Tuesday, June 30, 2009
I work to keep the chickens in, and the starlings out. I provide bedding and shelter for sheep and horses, and shoo away the coons and possums. The cat may eat rats and mice and sparrows, but must leave the barn swallows and blue birds alone. The dogs may chase squirrels and stray cats, but not the barn cats or chickens. I may come to accept that some things I cannot control.
Monday, June 29, 2009
Sedated llamas don’t look peaceful. They look dead. When I don’t see the rise and fall of Llambert’s abdomen, I put my ear to his nose and hear his nasally breath. Reassured that he’s alive – no need to shear a dead llama – I grab the shears. With gloved hands, I grab a clump of hair. It’s about eight inches long and holds bits of manure, dirt and straw. Placing the shears at the base of the hair, near Llambert’s skin, I clip. The clump separates from his body. I toss it aside, grab and clip another clump. Soon, I’m into a rhythm. Grab and clip. Grab and clip. Around me lie clumps of brown. I view my work. He looks like a kindergartener with school scissors trimmed him. The cut is uneven. Should I try to straighten it? I look at my watch. Forty minutes are passed. The vet says the sedative lasts about an hour. I’ve only clipped one side. The sheep won’t care what he looks like, I reason. When Llambert awakes, I’ve removed most of the long hairs. Several feathery wisps remain on his hindquarters. I try to clip those and he kicks. They give him an edgy look, I conclude as I remove his halter and let him to return to his sheep.
Sunday, June 28, 2009
When the vet arrives for his spring visit, I hand him a to-do list. Vaccinate horses. Blood test for my show mare. Float teeth. Check lameness in my old mare. Answer questions about sheep vaccinations and deworming. Vaccinate and deworm llama. Trim llama’s nails. He grimaces when he gets to the bottom of the list. “We’ll sedate him for that,” he says. The vet injects a sedative into Llambert’s hindquarter, and then we sit on a bale of hay, watching and waiting. Llambert’s eyelids get heavy. His head droops. He drops to the ground and lies in the straw. The vet grabs his trimmers, steps into the stall and trims Llambert’s nails. “If you’re planning on shearing him, you might want to do it now,” the vet says.
Saturday, June 27, 2009
When I look at Llambert the Llama, I see sections. I’ve calculated how much hair I can clip with scissors before my hand protests.

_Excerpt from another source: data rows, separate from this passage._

PR #152, opened 2024-12-03
CASSSIDECAR-162: Sidecar endpoint to GET sstable's preemptive interval value

skoppu22:
A new endpoint is developed in Sidecar, to retrieve value of C*'s sstable_preemptive_open_interval value. Currently end users have to invoke C*'s JMX call, which requires C* superuser role to invoke any JMX operation.  With this change, end users can just use this endpoint, which abstracts underlying C*'s version dependencies/changes. We can enable authorization checks for these endpoints once we have authorization developed in Sidecar

Circle CI run: https://app.circleci.com/pipelines/github/skoppu22/cassandra-sidecar?branch=jmxep1


server/src/main/java/org/apache/cassandra/sidecar/metrics/ServerMetrics.java
```diff
@@ -53,4 +53,9 @@ public interface ServerMetrics
      * @return metrics related to internal caches that are tracked.
      */
     CacheMetrics cacheMetrics();
+
+    /**
+     * @return metrics related to invocation of C* JMX operations
+     */
+    JmxOperationsMetrics jmxOperationsMetrics();
```
bbotella: Should these Jmx operations metrics be part of a different PR?

server/src/main/java/org/apache/cassandra/sidecar/routes/AbstractHandler.java
```diff
@@ -331,4 +334,34 @@ public static String extractHostAddressWithoutPort(String address)
...
+    protected StorageOperations getStorageOperations(String host)
+    {
+        CassandraAdapterDelegate delegate = this.metadataFetcher.delegate(host);
+        StorageOperations storageOperations = delegate == null ? null : delegate.storageOperations();
+        if (storageOperations == null)
+        {
+            throw cassandraServiceUnavailable();
+        }
+
+
```
bbotella: Extra space

server/src/main/java/org/apache/cassandra/sidecar/routes/AbstractHandler.java
```diff
@@ -331,4 +334,34 @@ public static String extractHostAddressWithoutPort(String address)
...
         return address;
     }
+
+    protected StorageOperations getStorageOperations(String host)
+    {
+        CassandraAdapterDelegate delegate = this.metadataFetcher.delegate(host);
+        StorageOperations storageOperations = delegate == null ? null : delegate.storageOperations();
+        if (storageOperations == null)
+        {
+            throw cassandraServiceUnavailable();
```
bbotella: Do we want to add some text to this error?

server/src/main/java/org/apache/cassandra/sidecar/routes/AbstractHandler.java
```diff
@@ -331,4 +334,34 @@ public static String extractHostAddressWithoutPort(String address)
...
+    }
+
+    protected <V> void updateJmxMetric(AsyncResult<V> result,
+                                       JmxOperationsMetrics jmxOperationsMetrics,
+                                       String operationName,
+                                       long startTime)
+    {
+        if (result.succeeded())
+        {
+            jmxOperationsMetrics.recordTimeTaken(operationName + "Succeeded",
```
bbotella: For the record time taken method, I think we could explore the possibility of splitting out the `Succeeded`/`Failed` into its own Status `parameter`.

client-common/src/main/java/org/apache/cassandra/sidecar/common/ApiEndpointsV1.java
```diff
@@ -118,6 +118,11 @@ public final class ApiEndpointsV1
 
     public static final String CONNECTED_CLIENT_STATS_ROUTE = API_V1 + CASSANDRA + "/stats/connected-clients";
 
+    // Endpoint to retrieve sstable's preemptiveOpenInterval value.
+    // Value returned is in MB, may return negative value when disabled
+    private static final String SSTABLE = "/sstable";
+    public static final String SSTABLE_PREEMPTIVE_OPEN_INTERVAL_ROUTE = API_V1 + CASSANDRA + SSTABLE +
```
bbotella, line 127: I know we are reusing the `getSsTablePreemtiveOpenIntervalInMB` JMX operation, but, from a pure API standpoint, we are omitting the `MB` part in the endpoint, but returning it as part of the response (`SSTablePreemptiveOpenIntervalInMB`). My suggestion for this would be to either:
- We add the `MB` part to the endpoint (`/preemptive-open-interval-in-mb`)
Or
- We just support an optional `unit` filtering parameter in the url, that can be extended in the future with other unit types if needed. That way, the url would end in `/preemptive-open-interval?unit=mb` (remember that the unit is optional with MB as a default, so no need to pass it from the client).

That would make us have to modify the response to something like:
```
{
  "SSTablePreemptiveOpenInterval": 1234,
  "unit": "MB"
}
```


What do you think?

server/src/test/java/org/apache/cassandra/sidecar/routes/cassandra/GetPreemptiveOpenIntervalHandlerTest.java
```diff
@@ -0,0 +1,110 @@
...
+        WebClient client = WebClient.create(vertx);
+        client.get(server.actualPort(), "127.0.0.1", testRoute)
+              .expect(ResponsePredicate.SC_SERVICE_UNAVAILABLE)
+              .send(context.succeeding(response -> {
+                  assertThat(response.statusCode()).isEqualTo(SERVICE_UNAVAILABLE.code());
+                  context.completeNow();
+              }));
+    }
+
+    private void verifyResponse(VertxTestContext context, HttpResponse<Buffer> response, String expectedValue)
```
bbotella: Nit: verifyValidResponse?

client-common/src/main/java/org/apache/cassandra/sidecar/common/ApiEndpointsV1.java
skoppu22: - We want to make endpoint generic, so underlying changes to C* shouldn't impact the endpoint usage for the end user, for example C* 6.0 returning value in different unit, while older versions continue to return the value in MB, the same endpoint should work regardless of the running c* version. Hence not including MB in the endpoint name. Whereas JMX operation name need to match exactly the JMX endpoint we are invoking. The same with passing option param like unit=MB, better we avoid supporting new unit param in the endpoint whenever C* changes for different versions.

- In the response we need to somehow tell the end user that value returned is in in MB. I preferred the name SSTablePreemptiveOpenIntervalInMB as it matches the JMX operation currently the end users are calling. Your suggestion of separating the unit into another field sounds good, but that may complicate callers's code, as they need to parse unit as a string and convert value into those units accordingly. C* latest code changed this yaml param to for example "60MiB", let me see which one is simpler for the calling code "60MiB" or {60, "MiB"} and will get back to you

server/src/main/java/org/apache/cassandra/sidecar/routes/AbstractHandler.java
skoppu22: If we split the status, the metric would be like (<jmx operation name>, <status>, <timetaken>), i.e, that will be triplet. And also we may need count of failures to trigger escalation if needed, i.e, count after filtering on first two in this triplet. I am not sure is it feasible with metric system and dashboards we have now (I am not very good in these).

skoppu22: I remember doing the same in C* as well, creating metric name on the fly based on the status, something like operationSucceeded or operationFailed and publishing the time which also gives us the failure count indirectly.

server/src/main/java/org/apache/cassandra/sidecar/metrics/ServerMetrics.java
skoppu22: This is the first Sidecar endpoint for a jmx operation, we need this, we will use the same for upcoming endpoints as well which invoke C* JMX operations. I understand there are existing calls as well in Sidecar invoking C* JMX, we will need to modify them to publish metrics. I prefer to have JmxOperationsMetrics accessible in JmxClient.java and record metrics there, that way each endpoint doesn't have to worry about publishing JMX calls metrics, instead JmxClient will take care of this for every JMX call being made, but I need to see the possibility of this.

On another thought, do we really need to track metrics of JMX calls? Does JVM (or something in Java world) provide this already? If so, we don't need this. 

Note: this is different from Sidecar endpoints invocation metrics, which are already provided by vertx.

server/src/main/java/org/apache/cassandra/sidecar/routes/AbstractHandler.java
skoppu22: cassandraServiceUnavailable currently says "Cassandra service is unavailable". The same message goes back in client's response. As this is an internal error, adding further info may leak internal info to the client. We use the same cassandraServiceUnavailable almost everywhere without adding further details, must be the same reason I am assuming. 

Any other kind of exception is caught in AbstractHandler's handle() and logged and updated in the response.

server/src/main/java/org/apache/cassandra/sidecar/routes/AbstractHandler.java
skoppu22: Removed metrics code from this PR, will open separate PR just for JMX calls metrics

client-common/src/main/java/org/apache/cassandra/sidecar/common/ApiEndpointsV1.java
skoppu22: I did explore this a little, I believe the one you suggested /preemptive-open-interval?unit=mb is more easy way to implement and also is in-line with current JMX call semantics. Other alternatives unnecessarily complicates conversions from human readable format to byte size at the client.

skoppu22: Added unit=MiB param, unit names matches with names C* is using.

adapters/base/src/main/java/org/apache/cassandra/sidecar/adapters/base/CassandraStorageOperations.java
```diff
@@ -213,4 +216,17 @@ public void outOfRangeDataCleanup(@NotNull String keyspace, @NotNull String tabl
         jmxClient.proxy(StorageJmxOperations.class, STORAGE_SERVICE_OBJ_NAME)
                  .forceKeyspaceCleanup(concurrency, keyspace, table);
     }
+
+    @Override
+    public GetPreemptiveOpenIntervalResponse getSSTablePreemptiveOpenInterval(DataStorageUnit unit)
```
skoppu22, line 221: Removed 'inMB' from StorageOperations function names to make them generic for supporting other units later on.

adapters/base/src/main/java/org/apache/cassandra/sidecar/adapters/base/StorageJmxOperations.java
```diff
@@ -159,4 +159,10 @@ public interface StorageJmxOperations
      * @throws InterruptedException it does not really throw but declared in MBean
      */
     int forceKeyspaceCleanup(int jobs, String keyspaceName, String... tables) throws IOException, ExecutionException, InterruptedException;
+
+    /**
+     * Invokes C* StorageServiceMBean's JMX function getSSTablePreemptiveOpenIntervalInMB
+     * @return the same value returned by the JMX operation
+     */
+    int getSSTablePreemptiveOpenIntervalInMB();
```
skoppu22, line 167: This is the only place we use 'inMB', this should exactly match C* JMX function name

server/src/main/java/org/apache/cassandra/sidecar/routes/AbstractHandler.java
skoppu22: This code no longer exists, Sidecar code was refactored to check for these in delegate getters

server/src/test/java/org/apache/cassandra/sidecar/routes/cassandra/JmxCommonTest.java
```diff
@@ -0,0 +1,120 @@
+/*
```
skoppu22, line 1: This file is same as in other PR https://github.com/apache/cassandra-sidecar/pull/159/files. Either one of these PRs will merge this file

server/src/main/java/org/apache/cassandra/sidecar/routes/GetPreemptiveOpenIntervalHandler.java
```diff
@@ -0,0 +1,80 @@
...
+                                               CassandraInputValidator validator)
+    {
+        super(metadataFetcher, executorPools, validator);
+    }
+
+    @Override
+    protected DataStorageUnit extractParamsOrThrow(RoutingContext context)
+    {
+        // Only supported unit for preemptive open interval value is MB
+        String unit = RequestUtils.parseStringQueryParam(context.request(), "unit", "MiB");
```
bbotella, line 56: Super nit: Maybe extracting the string `MiB` to a static `DEFAULT_UNIT` string type variable helps with readability.

server/src/main/java/org/apache/cassandra/sidecar/utils/RequestUtils.java
```diff
@@ -61,4 +61,14 @@ public static Integer parseIntegerQueryParam(HttpServerRequest request, String p
         }
         return defaultValue;
     }
+
+    public static String parseStringQueryParam(HttpServerRequest request, String paramName, String defaultValue)
```
bbotella, line 65: nit: You are technically getting the param, not parsing it. Consider renaming the method

server/src/test/integration/org/apache/cassandra/sidecar/routes/cassandra/GetPreemptiveOpenIntervalHandlerIntegrationTest.java
```diff
@@ -0,0 +1,91 @@
...
+    {
+        client.get(server.actualPort(), "127.0.0.1", testRoute + "?unit=MiB")
+              .expect(ResponsePredicate.SC_OK)
+              .send(testContext.succeeding(response -> verifyValidResponse(testContext, response, 80)));
+    }
+
+    @CassandraIntegrationTest(yamlProps = "sstable_preemptive_open_interval_in_mb=90")
+    void testPreemptiveOpenIntervalInvalidUnit(VertxTestContext testContext)
+    {
+        client.get(server.actualPort(), "127.0.0.1", testRoute + "?unit=KiB")
```
bbotella, line 71: Nit: We may add support for KiB in the future, which would change the behavior of this test. Maybe just having a string that will never be a unit? Something like `foo`?

server/src/test/integration/org/apache/cassandra/testing/CassandraIntegrationTest.java
```diff
@@ -67,6 +67,8 @@
      */
     int numDataDirsPerInstance() default 1;
 
+    String yamlProps() default "";
```
bbotella, line 70: Why is this needed?

bbotella (commented):
Looks good overall. Just a couple of nits. I'm +1 on this PR (nb)

bbotella (approved):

Night one, I can clip the shoulder. Night two, the other one. Night three, the neck. It will be fall before I’m finished. Surely there has to be a better way. I consult my farm supply catalog. Heavy-duty clippers with 170 watts of power are $359. English-type shears powered by the human hand are $14.95. I order the hand shears and shudder when they arrive. The six-inch blades close when I squeeze the handles and spring open when I release. They make hedge clippers look like children’s safety scissors.
Friday, June 26, 2009
I finished writing my novel and sheared a llama on the same day. The llama shearing seemed the greater accomplishment. Llambert the Llama is not a friendly creature. He resists being caught; he kicks when handled; and he’s the hairiest beast on the farm. Unlike every other creature we own, he does not shed come springtime. The arrival of spring brought the question, how does one shear a llama? Most pros use industrial clippers to remove the pounds of fiber. I, though, didn’t want to invest a few hundred dollars in clippers. Would scissors work? Where would I start? How could I get him to stand still? Did I risk getting spit upon? I spent many evenings in the barn, staring at Llambert, contemplating his future haircut.
Thursday, June 25, 2009
At the butchers, a young man asks if I want to stay while they kill the roosters. I say I have to run errands. I always say that. I can’t imagine sitting in the parking lot, waiting for the birds to be killed, plucked, put on ice. When I return a few hours later, my roosters’ carcasses are on ice. The snow is still falling. Butchering is continuing. I hear the squawk of birds and smell the blood. Will I ever get used to the smell? I feel light-headed. The young man motions that it will be a few minutes. I retreat to the storefront and wait. Inside I hear the sound of a solo flute. Stepping around the corner, I see a woman standing and staring at sheet music lying on the floor. In her hands, she holds a flute. Outside the snow falls. Squawks come from the butchering floor. And she practices “Silent Night.”
Wednesday, June 24, 2009
The throaty song made me reach for the volume button. But the noise wasn’t coming from the car radio. The car’s engine and movement apparently awoke one of the five roosters in the back seat. I stared at his reflection in the rearview mirror. How had my life come to this? It was 7 in the morning on December 21 and I was driving to the butchers in heavy snow. Five Buckeye roosters were stirring in the back seat of my Honda Civic. I didn’t feel like a farmer, but I also didn't feel like the political science major who'd graduated summa cum laude so many years ago.